Saved data entries
PR #434, opened 2018-05-05
Issue 430: pagination enhancement

### LINKED ISSUE #430: spec compliance: pagination
Split #416 out into pagination improvements which comply with the jsonapi 1.0 [spec](http://jsonapi.org/format/#fetching-pagination)

n2ygk:
Fixes #430

## Description of the Change
Adds configurable pagination query parameter names along with settings defaults for them.
Note that changing the defaults of `page` and `page_size` would be a breaking change so
those are left as-is but documentation shows how to change them to `page[number]` and
`page[size]` for example.

## Checklist

- [x]  PR only contains one change (considered splitting up PR)
- [x] unit-test added (was already present)
- [x]  documentation updated

### DIFF
--- a/example/tests/unit/test_pagination.py
+++ b/example/tests/unit/test_pagination.py
@@ -87,7 +87,7 @@ class TestLimitOffset:
 
 
 # TODO: This test fails under py27 but it's not clear why so just leave it out for now.
-@pytest.mark.xfail((sys.version_info.major, sys.version_info.minor) == (2,7),
+@pytest.mark.xfail((sys.version_info.major, sys.version_info.minor) == (2, 7),
                    reason="python2.7 fails for unknown reason")
 class TestPageNumber:
     """


sliverc:
I think we should try to avoid adding new settings which DRF doesn't provide but simply add an example how to overwrite the class in the documentation (as you actually already do in this PR).

See http://www.django-rest-framework.org/api-guide/pagination/#modifying-the-pagination-style

Question is then how we want to solve problem how to move to new query param names..

What about adding a new class `JsonApiPageNumberPagination` and the like with the proper parameter names?

We could then deprecate the other classes `PageNumberPagination` and `LimitOffsetPagination`. To solve deprecation user can the move to JsonApi pagination classes or overwrite it to set parameters as needed.

What do you think?

In terms of Travis problem as workaround: You can simply push to git again and travis should pick it up.

e.g.
```bash
git commit --amend -m "Change to a slight different commit message"
git push -f
```

n2ygk:
Sounds like a plan. I’ll take a look in the next couple of days.

I had pushed another commit to try to wake up Travis....

n2ygk:
@sliverc I think the workflow changes that were implemented are preventing Travis from running. It almost looks like it won't submit the Travis job until after an approving review.

mblayman:
@n2ygk what workflow changes are you referring to? There shouldn't be anything that would block Travis from running on PR branches. Travis normally runs everything before a review even happens.

I'm not sure why your PR is not running. If it would help us debug, I can try to push up a dummy PR to see if CI will run my branch. That might helps us determine if the problem is for the whole project or something with your specific repo or branch.

n2ygk:
Yes please do. I did request a review this time. I don’t recall if I’ve
done that before.

sliverc:
@n2ygk 
Changes look good.

In terms of deprecation this could be done by adding a warning to `__init__` of both classes like:
```python
warnings.warn('PageNumberPagination is deprecated. Use JsonApiPageNumberPagination instead or create custom pagination (link to documentation)', DeprecationWarning)
```

Maybe this way we don't have to document deprecation in the documentation or this is simply additional. What do you think?

n2ygk:
@sliverc Do you mean linking to the usage.md in the git repo or at readthedocs.io? The latter won't be there until release... Also the former won't be at the right place until merged.

sliverc:
@n2ygk Fair point you would need to derive classes the other way around. Maybe a link to where it is gonna be linked to once it is released on readthedocs.io what do you think?

n2ygk:
I guess I'm using something newer than available in [Python-2.7](https://travis-ci.org/django-json-api/django-rest-framework-json-api/builds/379834096?utm_source=github_status&utm_medium=notification)

example/tests/unit/test_pagination.py
```diff
@@ -76,3 +77,22 @@ def test_valid_offset_limit(self):
...
         assert content == expected_content
+
+    def test_LimitOffset_deprecation(self):
+        with pytest.warns(DeprecationWarning) as record:
+            pagination.LimitOffsetPagination()
+        assert len(record) == 1
+        assert 'LimitOffsetPagination' in str(record[0].message)
+
+
+# TODO: This test fails under py27 but it's not clear why so just leave it out for now.
```
sliverc: There is a pytest feature called xfail. See https://docs.pytest.org/en/latest/skipping.html

So instead of commenting this out you can mark it as `@pytest.mark.xfail` and still leave you comment with `TODO`.

This is that `CI` doesn't fail even when test is not successful but it still counts towards coverage.

example/tests/unit/test_pagination.py
```diff
@@ -76,3 +77,22 @@ def test_valid_offset_limit(self):
 
         assert queryset == list(range(offset + 1, next_offset + 1))
         assert content == expected_content
+
+    def test_LimitOffset_deprecation(self):
```
sliverc: Methods name should always be all snake cased and lowercase.

example/tests/unit/test_pagination.py
n2ygk: done. Got caught by flake8 again (#436 will address this if and when done)

PR #440, opened 2018-06-12
Use tox to run test in travis

### LINKED ISSUE #391: Test with tox in CI
2.3.0 is currently broken unless a user's environment happens to have `six` installed. If the CI tests ran at least one test that minimally installs the package and runs some basic tests to import things, then that kind of problem would be avoided.

sliverc:
This way we can harmonize tox and travis configuration

Fixes #391

## Checklist

- [ ] unit-test added (not needed as only build change)
- [ ] documentation updated (not needed as only build change)

### DIFF
--- a/.gitignore
+++ b/.gitignore
@@ -32,6 +32,9 @@ pip-delete-this-directory.txt
 # PyTest cache
 .pytest_cache/
 
+# Coverage
+.coverage
+
 # Tox
 .tox/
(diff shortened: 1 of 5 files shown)


sliverc:
@mblayman I would have been too lucky to get it right in the first run. Coverage was not working anymore and is now fixed. Could you have a look again? Thanks.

_Work request_
A single number is the whole answer: please count how many lines of the records above include the string "defaults".

_Response area_
2